I looked down at the damp patches of stream water and splotches of mud that had soaked from his shirt into mine. As if my clothes hadn’t already been ruined a dozen times over. “It doesn’t matter,” I said. “Come on, let’s go get Chiyo.”
We hurried across the field to the building hand in hand. Just as we came around the corner to the doorway, two figures swayed outside.
The stench of rotting
gore seeped out into the early afternoon air, thick enough to turn my stomach. Chiyo clung to Takeo’s side, letting him take most of her weight. Her hair was matted with blood. Cuts she didn’t have the ki to heal mottled her face, arms, and chest. She held one leg as if her ankle were broken.
Then she raised her head, and a familiar spark lit in her eyes when they found mine.
“I hear,” she said in a halting rasp, “that it’s time for me to kick some demon butt.”
“Yes,” I said quietly. A lump rose in my throat. From Takeo’s expression over the top of Chiyo’s head, he was feeling much the same as me.

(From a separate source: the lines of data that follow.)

PR #210, opened 2021-11-16
serialize interfaces potentially used in pipelines

stevenwarejones:
This change is [Reviewable](https://reviewable.io/reviews/world-federation-of-advertisers/panel-exchange-client/210)

### DIFF
--- a/src/main/kotlin/org/wfanet/panelmatch/client/eventpreprocessing/EventPreprocessor.kt
+++ b/src/main/kotlin/org/wfanet/panelmatch/client/eventpreprocessing/EventPreprocessor.kt
@@ -14,6 +14,7 @@
 
 package org.wfanet.panelmatch.client.eventpreprocessing
 
+import java.io.Serializable
 import org.wfanet.panelmatch.client.PreprocessEventsRequest
 import org.wfanet.panelmatch.client.PreprocessEventsResponse
 
@@ -23,7 +24,7 @@ import org.wfanet.panelmatch.client.PreprocessEventsResponse
  * method. The encrypted identifier is also used in an HKDF to create an AES key, which is used for
  * an AES encryption/decryption of event data.
  */
-interface EventPreprocessor {
+interface EventPreprocessor : Serializable {
   /** Preprocesses each of the events in [request] as described above */
   fun preprocess(request: PreprocessEventsRequest): PreprocessEventsResponse
 }
--- a/src/main/kotlin/org/wfanet/panelmatch/client/exchangetasks/ExchangeTask.kt
+++ b/src/main/kotlin/org/wfanet/panelmatch/client/exchangetasks/ExchangeTask.kt
@@ -15,11 +15,12 @@
 package org.wfanet.panelmatch.client.exchangetasks
 
 import com.google.protobuf.ByteString
+import java.io.Serializable
 import kotlinx.coroutines.flow.Flow
 import org.wfanet.measurement.storage.StorageClient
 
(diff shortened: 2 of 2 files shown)


efoxepstein (changes requested):
> Reviewed 2 of 2 files at r1, all commit messages.
> *[Reviewable](https://reviewable.io/reviews/world-federation-of-advertisers/panel-exchange-client/210)* status: all files reviewed, 1 unresolved discussion (waiting on @stevenwarejones)

___
*[src/main/kotlin/org/wfanet/panelmatch/client/exchangetasks/ExchangeTask.kt, line 23 at r1](https://reviewable.io/reviews/world-federation-of-advertisers/panel-exchange-client/210#-MoeIzdv3cSCra0BImvV:-MoeIzdw8GwJ_pIkvrLL:b3a2fpi) ([raw file](https://github.com/world-federation-of-advertisers/panel-exchange-client/blob/6e3cb3099ba4554eaafb18d4f1b15de470afcedc/src/main/kotlin/org/wfanet/panelmatch/client/exchangetasks/ExchangeTask.kt#L23)):*
> ```Kotlin
> 
> /** Interface for ExchangeTask. */
> interface ExchangeTask : Serializable {
> ```

I think this is unlikely to actually work. You're very likely to run into issues with Beam claiming things are modified after they're serialized.

There's a reason we use `StorageFactory` instead of just a `StorageClient` in Beam pipelines. Basically, the factory is trivially serializable and then we don't rely on the `StorageClients` being serializable at all.

Some of the ExchangeTasks also close over things that definitely can't be serialized. For example, `InputTask` has a `StorageClient` and `GenerateExchangeCertificateTask` has a `CertificateManager`.

Should we discuss this more interactively on Slack/Zoom?

stevenwarejones (commented):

We’d found her. We’d rescued her. Nothing stood between us and the mountain now. But Mt. Fuji’s smoke was spreading across the sky, Obon would begin when the sun set tonight, and the girl before us didn’t look as if she could defeat a flea, let alone a demon.
24
FOR ALL HER BRAVADO, Chiyo fell asleep the second she sank into the back seat of the car. She’d told Takeo that the ghosts had taken Haru to the mountain, but the toll her imprisonment had taken on her ran deeper than even her desire to protect him. As Keiji turned the car around, I wondered if the short time it would take us to reach the mountain would be enough for her to recover. She didn’t stir even when the car bounced on the potholed road.
Takeo and Rin fed as much ki as they could spare into Chiyo’s wounded body as we drove north. Rin had clasped the necklace with the sacred jewel around her neck. The stones emitted a warm, greenish glow that wrapped around her from head to toe. Slowly, her most obvious cuts healed. But I remembered how weak she’d been after just a few hours imprisoned in that bloody room in the keep. It had been at least a day before she’d regained even close to her full powers.
A growing stream of cars roared past us, heading in the opposite direction—away from the mountain and the destruction it threatened. Smoke smothered the sky ahead of us. Twice the ground shuddered with fresh tremors, so severe Keiji had to pull to the side of the road to wait them out.